PR #317, opened 2025-03-06
fix(multimodal): never feed a negative audio end

nbsp:
this is a patchy fix to get stuff to not break as fast as possible, but we should look into why the length can be negative in the first place.

### DIFF
--- a/agents/src/multimodal/multimodal_agent.ts
+++ b/agents/src/multimodal/multimodal_agent.ts
@@ -335,7 +335,7 @@ export class MultimodalAgent extends EventEmitter {
           this.#session!.conversation.item.truncate(
             this.#playingHandle.itemId,
             this.#playingHandle.contentIndex,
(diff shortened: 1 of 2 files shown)


theomonnom (approved):

agents/src/multimodal/multimodal_agent.ts
```diff
@@ -335,7 +335,7 @@ export class MultimodalAgent extends EventEmitter {
           this.#session!.conversation.item.truncate(
             this.#playingHandle.itemId,
             this.#playingHandle.contentIndex,
-            Math.floor((this.#playingHandle.audioSamples / 24000) * 1000),
+            Math.max(0, Math.floor((this.#playingHandle.audioSamples / 24000) * 1000)),
```
lukasIO, line 338: opened #319 which I think addresses the underlying issue. Still not pretty, but a bit closer to the root cause

PR #332, opened 2025-03-17
fix(worker): reconnect on severed websocket conn

nbsp:


agents/src/worker.ts
```diff
@@ -483,10 +482,14 @@ export class Worker {
     };
     this.event.on('worker_msg', send);
 
-    ws.addEventListener('close', () => {
-      closingWS = true;
-      this.#logger.error('worker connection closed unexpectedly');
-      this.close();
+    const close = new Promise<void>((resolve) => {
```
lukasIO, line 485: additionally an error listener that logs the ws error would be nice!

wmurphyrd:
Could we have this released, please? It's taking down entire clusters of production agent servers about once week for us

jflemingframe:
`@livekit/agents-plugin-silero` did not receive an update, but the other packages we use did. 
Is the fix not relevant to that?

PR #335, opened 2025-03-18
Keyterm fix for nova-3-general

tomc98:
The `keywords` isn't supported by nova-3-general, it has been changed to `keyterm` which is quite similar, it's just missing the multiplier at on the words. I believe it's best to abstract this away and make it work as I lost hours trying to upgrade to nova-3-general. A lot of people use `keywords` and the error messages aren't good when it fails from deepgram.


nbsp:
superseded by #337, to match how the Python version does it.

PR #338, opened 2025-03-18
Multimodal: Don't mark segment end if cancelled

pettersamuelsen:
Fixes https://github.com/livekit/agents-js/issues/311#issuecomment-2734518910

PR #342, opened 2025-03-20
fix: resolve race condition in TextAudioSynchronizer closure

xavierroma:
## Description

The race condition occurs because the `TextAudioSynchronizer` is closed before the readText task is cancelled. When the readText task continues running and calls methods on the already-closed synchronizer, it triggers the "TextAudioSynchronizer is closed" error. This fix ensures all tasks are properly cancelled before closing the synchronizer.

### DIFF
--- a/.changeset/fix-synchronizer-race.md
+++ b/.changeset/fix-synchronizer-race.md
@@ -1,0 +1,5 @@
+---
+"@livekit/agents": patch
+---
+
+fix: fix race condition in TextAudioSynchronizer causing "TextAudioSynchronizer is closed" errors in AgentPlayout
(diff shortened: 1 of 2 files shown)


nbsp:
i believe this was already fixed in https://github.com/livekit/agents-js/pull/338, let me know if you still get the error on the `next` branch (as-yet-unreleased)

xavierroma:
You are right that fixed it, hadn't seen that I started from main. However, imo this PR is still relevant as it fixes the root cause: shutdown sequence, rather than just fixing one symptom. @nbsp

nbsp (approved):

PR #351, opened 2025-04-04
feat(openai): add new TTS model and voices, include optional instruct…

tomc98:
The new openAI voices and model are now available, they are fully compatible with the currently used endpoint + implementation. See here: https://platform.openai.com/docs/api-reference/audio/createSpeech
This change is to allow instructions on the new tts model.

### DIFF
--- a/.changeset/selfish-ducks-compare.md
+++ b/.changeset/selfish-ducks-compare.md
@@ -1,0 +1,5 @@
+---
+"@livekit/agents-plugin-openai": patch
+---
+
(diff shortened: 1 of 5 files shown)


davidzhao (approved):
lgtm!

tomc98:
We need to update the openai package to latest

davidzhao:
could you update it in this PR before merge?

tomc98:
I'm trying to get it sorted now :)

tomc98:
Ayyooo it builds @davidzhao

PR #481, opened 2025-06-26
Shubhra/ajs 50 update speech handle to 10 framework

Shubhrakanti:
Minor refactoring and removing unused code.

### DIFF
--- a/agents/src/voice/speech_handle.ts
+++ b/agents/src/voice/speech_handle.ts
@@ -1,11 +1,9 @@
 // SPDX-FileCopyrightText: 2024 LiveKit, Inc.
 //
 // SPDX-License-Identifier: Apache-2.0
-import type { ChatMessage } from '../llm/index.js';
 import { shortuuid } from '../llm/misc.js';
 import { Future } from '../utils.js';
 
-// TODO(AJS-50): Update speech handle to 1.0
 export class SpeechHandle {
   /** Priority for messages that should be played after all other messages in the queue */
   static SPEECH_PRIORITY_LOW = 0;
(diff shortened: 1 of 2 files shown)


agents/src/voice/speech_handle.ts
```diff
@@ -14,58 +13,56 @@ export class SpeechHandle {
...
 
-  static create(allowInterruptions: boolean = false, stepIndex: number = 0, parent?: SpeechHandle) {
-    return new SpeechHandle(shortuuid('speech'), allowInterruptions, stepIndex, parent);
-  }
+  constructor(
+    readonly id: string,
+    readonly allowInterruptions: boolean,
+    readonly stepIndex: number,
+    readonly parent?: SpeechHandle,
+  ) {}
```
Shubhrakanti, line 27: We _could_ do something like 

```typescript
class SpeechHandle {
  private _id: string;
  private _allowInterruptions: boolean;
  private _stepIndex: number;
  private _parent?: SpeechHandle;

  constructor(
    id: string,
    allowInterruptions: boolean,
    stepIndex: number,
    parent?: SpeechHandle,
  ) {
    this._id = id;
    this._allowInterruptions = allowInterruptions;
    this._stepIndex = stepIndex;
    this._parent = parent;
  }

  get id(): string { return this._id; }
  get allowInterruptions(): boolean { return this._allowInterruptions; }
  get stepIndex(): number { return this._stepIndex; }
  get parent(): SpeechHandle | undefined { return this._parent; }
}
```

But that's more verbose and tbh I don't see the value right now. If we ever need to change it it's fine because the usage syntax won't change.

agents/src/voice/speech_handle.ts
```diff
@@ -14,58 +13,56 @@ export class SpeechHandle {
...
-    return this.#id;
-  }
+  static create(
+    options: {
+      allowInterruptions?: boolean;
+      stepIndex?: number;
+      parent?: SpeechHandle;
+    } = {},
+  ) {
+    const { allowInterruptions = false, stepIndex = 0, parent } = options;
```
toubatbrian: I would suggest
```tsx
  static create(
    options?: {
      allowInterruptions?: boolean;
      stepIndex?: number;
      parent?: SpeechHandle;
    },
  ) {
    const { allowInterruptions = false, stepIndex = 0, parent } = options ?? {};
```
so if user don't specify any of the parameter they can just call `SpeechHandle.create()`

Shubhrakanti: oh snap good point.

agents/src/voice/speech_handle.ts
Shubhrakanti: @lukasIO @theomonnom would be good to get our thoughts too since `SpeechHandle` is a public facing interface.

PR #483, opened 2025-06-26
Fix Merge Silence Audio Stream to Unblock Draining

toubatbrian:


agents/src/voice/audio_recognition.ts
```diff
@@ -348,11 +350,7 @@ export class AudioRecognition {
   }
 
   setInputAudioStream(audioStream: ReadableStream<AudioFrame>) {
-    // const mergedStream = mergeReadableStreams(
-    //   audioStream as any,
-    //   this.silenceAudioTransform.readable as any,
-    // );
-    this.deferredInputStream.setSource(audioStream as any);
```
toubatbrian, line 355: We wire audioStream directly to deferred stream, so that detaching deferred stream will release lock on upstream audioStream object itself

agents/src/voice/audio_recognition.ts
```diff
@@ -76,7 +77,7 @@ export class AudioRecognition {
     this.deferredInputStream = new DeferredReadableStream<AudioFrame>();
     const [vadInputStream, sttInputStream] = this.deferredInputStream.stream.tee();
     this.vadInputStream = vadInputStream;
-    this.sttInputStream = sttInputStream;
+    this.sttInputStream = mergeReadableStreams(sttInputStream, this.silenceAudioTransform.readable);
```
toubatbrian, line 80: We merge the stream with the tee-ed version of incoming audioStream from deferred stream. This way, when we detach deferred stream. original input audioStream gets unlocked to allows transfer and wire to stt in a new agent activity

PR #484, opened 2025-06-26
Fix bug with speech duration calculation

Shubhrakanti:
some minor clean up as well

### DIFF
--- a/plugins/silero/src/vad.ts
+++ b/plugins/silero/src/vad.ts
@@ -35,9 +35,9 @@ export interface VADOptions {
 
 const defaultVADOptions: VADOptions = {
   minSpeechDuration: 50,
-  minSilenceDuration: 250,
+  minSilenceDuration: 550,
   prefixPaddingDuration: 500,
-  maxBufferedSpeech: 60000,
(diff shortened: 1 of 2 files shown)


plugins/silero/src/vad.ts
```diff
@@ -250,9 +250,9 @@ export class VADStream extends baseStream {
           }
 
           if (pubSpeaking) {
-            pubSpeechDuration += inferenceDuration;
+            pubSpeechDuration += windowDuration;
           } else {
-            pubSilenceDuration += inferenceDuration;
+            pubSilenceDuration += windowDuration;
```
Shubhrakanti, line 255: main fix

theomonnom (approved):

plugins/silero/src/vad.ts
toubatbrian: just curious, what breaks did the previous version cause?

Shubhrakanti: the `speechDuration` is incorrect so [this line](https://github.com/livekit/agents-js/pull/485/files#r2169954692) won't work right

PR #488, opened 2025-06-26
Prefix agentActivity with _

Shubhrakanti:
A little clearer to users it's internal use only.

### DIFF
--- a/agents/src/voice/agent.ts
+++ b/agents/src/voice/agent.ts
@@ -89,7 +89,7 @@ export class Agent<UserData = any> {
     this._vad = vad;
     this._llm = llm;
     this._tts = tts;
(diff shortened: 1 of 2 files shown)


theomonnom (approved):

agents/src/voice/agent.ts
```diff
@@ -89,7 +89,7 @@ export class Agent<UserData = any> {
     this._vad = vad;
     this._llm = llm;
     this._tts = tts;
-    this.agentActivity = undefined; // TODO(shubhra): add type
+    this._agentActivity = undefined; // TODO(shubhra): add type
```
Shubhrakanti: don't love setting something explicitly to undefined but that is for a different PR

PR #490, opened 2025-06-26
Add Misc Missing Components before Restaurant Agent Example

toubatbrian:


agents/src/llm/chat_context.ts
```diff
@@ -197,7 +197,7 @@ export class ChatContext {
     return new ChatContext([]);
   }
 
-  get items(): ReadonlyArray<ChatItem> {
+  get items(): ChatItem[] {
```
toubatbrian, line 200: We want to change `items` in place so it can't be readonly. lk python has another class called readonly chat context, we should adopt that approach as well. Will add a ticket

agents/src/llm/chat_context.ts
```diff
@@ -296,34 +296,20 @@ export class ChatContext {
...
-      if (first.type === 'function_call' || first.type === 'function_call_output') {
-        newItems.shift();
-      } else {
-        break;
-      }
+    while (
+      newItems.length > 0 &&
+      ['function_call', 'function_call_output'].includes(newItems[0]!.type)
+    ) {
+      newItems.shift();
```
toubatbrian, line 310: code simplification

agents/src/llm/chat_context.ts
```diff
@@ -296,34 +296,20 @@ export class ChatContext {
...
-      const item = newItems[i]!;
-      if (item.type !== 'function_call' && item.type !== 'function_call_output') {
-        nonFunctionItemIdx = i;
-        break;
-      }
-    }
-
-    // Trim chat ctx start on any function_call or function_call_output
-    newItems = newItems.slice(nonFunctionItemIdx);
-
```
toubatbrian, line 326: those are removed from latest python package

PR #494, opened 2025-06-27
Shubhra/ajs 41 remove hard coding of audio input sample rate

Shubhrakanti:
Add RoomIO input and output options. Will actually apply the flags in a later PR.

### DIFF
--- a/agents/src/voice/room_io/room_io.ts
+++ b/agents/src/voice/room_io/room_io.ts
@@ -29,11 +29,47 @@ import {
   ParticipantTranscriptionOutput,
 } from './_output.js';
 
+export interface RoomInputOptions {
+  audioSampleRate: number;
+  audioNumChannels: number;
+  textEnabled: boolean;
+  audioEnabled: boolean;
+  videoEnabled: boolean;
+  participantIdentity?: string;
+}
+
+export interface RoomOutputOptions {
+  transcriptionEnabled: boolean;
+  audioEnabled: boolean;
+  audioSampleRate: number;
+  audioNumChannels: number;
+  syncTranscription: boolean;
+  audioPublishOptions: TrackPublishOptions;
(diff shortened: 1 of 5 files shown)


examples/src/basic_tool_call_agent.ts
```diff
@@ -142,7 +142,10 @@ export default defineAgent({
       userData: { number: 0 },
     });
 
-    session.start(routerAgent, ctx.room);
+    session.start({
+      agent: routerAgent,
+      room: ctx.room,
+    });
```
Shubhrakanti, line 148: @toubatbrian feel like this is cleaner?

agents/src/voice/room_io/room_io.ts
```diff
@@ -47,24 +83,36 @@ export class RoomIO {
...
+    agentSession: AgentSession;
+    room: Room;
+    participant?: Participant;
+    inputOptions?: Partial<RoomInputOptions>;
+    outputOptions?: Partial<RoomOutputOptions>;
+  }) {
     this.agentSession = agentSession;
     this.room = room;
+    this.inputOptions = { ...DEFAULT_ROOM_INPUT_OPTIONS, ...inputOptions };
+    this.outputOptions = { ...DEFAULT_ROOM_OUTPUT_OPTIONS, ...outputOptions };
```
Shubhrakanti, line 102: we do this instead of `inputOptions = DEFAULT_ROOM_INPUT_OPTIONS` in the constructor because we want to override the defaults with any options specified by the user.

Shubhrakanti:
Also solve AJS-55

examples/src/basic_tool_call_agent.ts
toubatbrian: +1

PR #496, opened 2025-06-27
Fix LLM Instruction Initialization

toubatbrian:


agents/src/voice/agent.ts
```diff
@@ -127,8 +124,8 @@ export class Agent<UserData = any> {
     return { ...this._tools };
   }
 
-  get session(): AgentSession {
-    return this.getActivityOrThrow().agentSession;
+  get session(): AgentSession<UserData> {
+    return this.getActivityOrThrow().agentSession as AgentSession<UserData>;
```
toubatbrian, line 128: type-safety

agents/src/voice/agent_activity.ts
```diff
@@ -68,6 +68,17 @@ export class AgentActivity implements RecognitionHooks {
...
+
+    try {
+      updateInstructions({
+        chatCtx: this.agent._chatCtx,
+        instructions: this.agent.instructions,
+        addIfMissing: true,
+      });
+    } catch (error) {
+      this.logger.error('failed to update the instructions', error);
+    }
```
Shubhrakanti, line 80: why try catch? Do we want to continue if we fail to set the instructions?

Shubhrakanti (approved):

agents/src/voice/agent_activity.ts
toubatbrian: to follow python's code path. Inside update instruction method it could throw an error if the found message with id = INSTRUCTIONS_MESSAGE_ID is not a chat message, although this won't happen since we assign this id internally and we always assign it to system message, but in case user mess this up.

PR #501, opened 2025-06-30
Revert Audio Input Stream

toubatbrian:
This reverts commit 1636b99778050d1cc1f8ce4b8ebf936cc28c412d.

### DIFF
--- a/agents/src/voice/room_io/room_io.ts
+++ b/agents/src/voice/room_io/room_io.ts
@@ -1,10 +1,21 @@
 // SPDX-FileCopyrightText: 2025 LiveKit, Inc.
 //
 // SPDX-License-Identifier: Apache-2.0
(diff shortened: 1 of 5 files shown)


agents/src/voice/room_io/room_io.ts
```diff
@@ -13,7 +24,6 @@ import {
 } from '../agent_session.js';
 import type { AudioOutput, TextOutput } from '../io.js';
 import { TranscriptionSynchronizer } from '../transcription/synchronizer.js';
-import { ParticipantAudioInputStream } from './_input.js';
 import {
```
toubatbrian, line 27: I didn't delete the `_input.ts` file, only reverted changes in room_io and examples

toubatbrian: @Shubhrakanti

PR #502, opened 2025-07-01
brianyin/ajs-141-fix-duplicated-user-transcription

toubatbrian:


agents/src/voice/room_io/room_io.ts
```diff
@@ -164,13 +172,40 @@ export class RoomIO {
...
+
+        const event = value;
+        await this.userTranscriptOutput?.captureText(event.transcript);
+        if (event.isFinal) {
+          this.userTranscriptOutput?.flush();
+        }
+      }
+
+      reader.releaseLock();
+    } catch (error) {
```
toubatbrian, line 194: push transcribe event into an stream to make sure events are correctly ordered

agents/src/voice/room_io/room_io.ts
```diff
@@ -234,6 +269,11 @@ export class RoomIO {
       this.agentTranscriptOutput,
     );
 
+    // Start the transcript processing task
+    this.userTranscriptProcessingTask = Task.from(({ signal }) =>
+      this.processTranscriptStream(signal),
+    );
+
     // -- set the room event handlers --
```
toubatbrian, line 265: Passing abort signal here, tho we don't have method to cancel room io yet (not on python side either)

agents/src/voice/room_io/room_io.ts
```diff
@@ -164,13 +172,40 @@ export class RoomIO {
...
+    signal.addEventListener('abort', abortHandler);
+
+    const reader = this.userTranscriptStream.readable.getReader();
+    try {
+      while (!signal.aborted) {
+        const { done, value } = await Promise.race([reader.read(), abortFuture.await]);
+        if (done) break;
+
+        const event = value;
+        await this.userTranscriptOutput?.captureText(event.transcript);
```
toubatbrian, line 189: IMPORTANT, IMPORTANT, IMPORTANT!!!!!!!! Add `await` on `captureText`

lukasIO: maybe add an inline comment around this, too?

Shubhrakanti: +1 let's add a comment here

agents/src/voice/room_io/room_io.ts
```diff
@@ -83,6 +84,11 @@ export class RoomIO {
   private participantAvailableFuture: Future<Participant> = new Future();
   private roomConnectedFuture: Future<void> = new Future();
 
+  // Use stream API for transcript queue
+  private userTranscriptStream = new IdentityTransform<UserInputTranscribedEvent>();
```
Shubhrakanti, line 88: Why do we need this? We can just do this with an event listener in JS no?

agents/src/voice/room_io/room_io.ts
```diff
@@ -164,13 +172,40 @@ export class RoomIO {
...
 
   private onUserInputTranscribed = (ev: UserInputTranscribedEvent) => {
-    this.logger.debug({ ev }, 'user input transcribed');
-    this.userTranscriptOutput?.captureText(ev.transcript);
-    if (ev.isFinal) {
-      this.userTranscriptOutput?.flush();
-    }
+    this.userTranscriptWriter.write(ev).catch((error) => {
+      this.logger.error({ error }, 'Failed to write transcript event to stream');
+    });
```
Shubhrakanti, line 177: why do we need an explicit catch?

agents/src/voice/room_io/room_io.ts
Shubhrakanti: then let's keep it a promise? In general if we don't need something let's not add it in. Especially if python side doesn't use it.

Shubhrakanti: When we read the code and see a `Task` we usually assumed it's going to be cancelled. Would be confusing if it's not.

Shubhrakanti (approved):
Nice catch. I forgot to buffer the transcription data

agents/src/voice/room_io/room_io.ts
toubatbrian: just to make sure we properly catch any potential error

Shubhrakanti: Right the async task won't throw by default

****************

Task brief ->
Only lines with the word "SPDX" are wanted. Find and copy them from the records above.

Answer ->
 // SPDX-FileCopyrightText: 2024 LiveKit, Inc.
 // SPDX-License-Identifier: Apache-2.0
 // SPDX-FileCopyrightText: 2025 LiveKit, Inc.
 // SPDX-License-Identifier: Apache-2.0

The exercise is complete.